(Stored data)
PR #53, opened 2016-05-06
Spelling fix

ka7:
here patches for spelling-errors (comments, man-pages - not in variables, ..) , as found via misspell-fixer.
(there are some more in 3rd party libs, ( zlib..), but that has to be fixed upstream)

also did run a 'make' and 'make check' to ensure not to break too much...
Testsuite summary for ClamAV devel
- TOTAL: 13
- PASS:  6
- SKIP:  7
- XFAIL: 0
- FAIL:  0
- XPASS: 0
- ERROR: 0


vrtadmin:
This has been committed in our internal Git repo and will be public in the next release. (0.99.3)

PR #56, opened 2016-05-17
Allow freshclam downloadmanager to return FC_UPTODATE if no update was required

rkubik:
Useful for callers of this method to differentiate between a successful update or no update required.

### DIFF
--- a/freshclam/manager.c
+++ b/freshclam/manager.c
@@ -2893,5 +2893,5 @@ downloadmanager (const struct optstruct *opts, const char *hostname,
     if (newver)
         free (newver);
 
-    return 0;
+    return updated ? 0 : FC_UPTODATE;
 }


rkubik:
I see that this has been added in 0.99.3, thanks.

rma-x:
Russ, was it intentional that this does not only change the return code of downloadmanager(), but also the exit code of freshclam?

See also my comment on:
https://github.com/Cisco-Talos/clamav-devel/commit/5a0b539ca2

rkubik:
@rma-x Yes, changing freshclam's exit code was intentional however it was not captured in the release notes or man page - this was an oversight. Thank you for bringing this to our attention.

In version 0.101, the exit codes for freshclam will be reverted back to the original behaviour (prior to this patch - the libfreshclam downloadmanager changes will stay). The maintainers have expressed interest in reserving exit code 0 for success conditions and non-zero for errors. These changes will be documented in the release notes for visibility.

micah-at-talos:
The change for 0.101 to report 0 for success, non-zero for failure was just sync'd to Github. 
https://github.com/Cisco-Talos/clamav-devel/commit/d0b738a873cf136f6b012cce04b81ff3afa05df1

PR #57, opened 2016-06-29
clamscan: Add --jobs option for parallel scanning

michal42:
When --jobs=N is given, build a list of files first and then spawn N
children to scan the files in parallel. The main process writes indexes
of to-be-scanned files to a pipe and the children all read from the
other end of the pipe and scan the given files. No attempt is made to
synchronize the output of the children, so the --jobs option is best
used together with --infected.

Signed-off-by: Michal Marek mmarek@suse.com


michal42:
Superseded with PR#78

PR #438, opened 2022-01-25
Update vendored TomsFastMath; Support external TomsFastMath

micahsnyder:
- Update vendored TomsFastMath code to 0.13.1

    Update the vendored TomsFastMath (TFM) library to v0.13.1.

    Resolves: https://bugzilla.clamav.net/show_bug.cgi?id=11992

    I removed compatibility macro's from when libTomMath was used.
    This required removing a bunch of faux-error handling because
    the fast-math equivalent functions return void, and cannot fail.

    The previous version used had named the header "bignum_fast.h"
    instead of "tfm.h" and had customizations in that header to enable
    TFM_CHECK all the time, and also TFM_NO_ASM if __GNUC__ not defined
    or if the system isn't 64bit architecture. This update uses tfm.h
    as-is, and has CMake define TFM_CHECK and TFM_NO_ASM as needed.

    I've kept bignum.h as an interface to including tfm.h so that in
    the future we can more easily add support for system-installed
    TomsFastMath instead of the vendored one, taking inspiration from
    Debian's patch to support system-TomsFastMath.

    See: https://salsa.debian.org/clamav-team/clamav/-/blob/unstable/debian/patches/add-support-for-system-tomsfastmath.patch

- CMake: Support external TomsFastMath library (libtfm)

    Add support for compiling with external TomsFastMath library provided by
    the system instead of compiling the vendored copy into libclamav.

    The vendored source is still built directly into libclamav instead of as
    a separate library the way libmspack is done.
    The rationale is that:
    A) it's more complicated to deal with possibly compiling as static or
    dynamic, and also
    B) libmspack and libunrar are compiled separately primarily because of
    licensing concerns. TomsFastMath public domain, so that isn't a concern.

    Resolves: https://bugzilla.clamav.net/show_bug.cgi?id=12562


shutton (approved):
Full disclosure -- I did not look at every single file changed under the vendored stuff.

Aim of the exercise:
Return only the lines between the one holding "Russ, was it" and the one holding "to our attention.", inclusive, exactly as they appear above.

Reply:
Russ, was it intentional that this does not only change the return code of downloadmanager(), but also the exit code of freshclam?

See also my comment on:
https://github.com/Cisco-Talos/clamav-devel/commit/5a0b539ca2

rkubik:
@rma-x Yes, changing freshclam's exit code was intentional however it was not captured in the release notes or man page - this was an oversight. Thank you for bringing this to our attention.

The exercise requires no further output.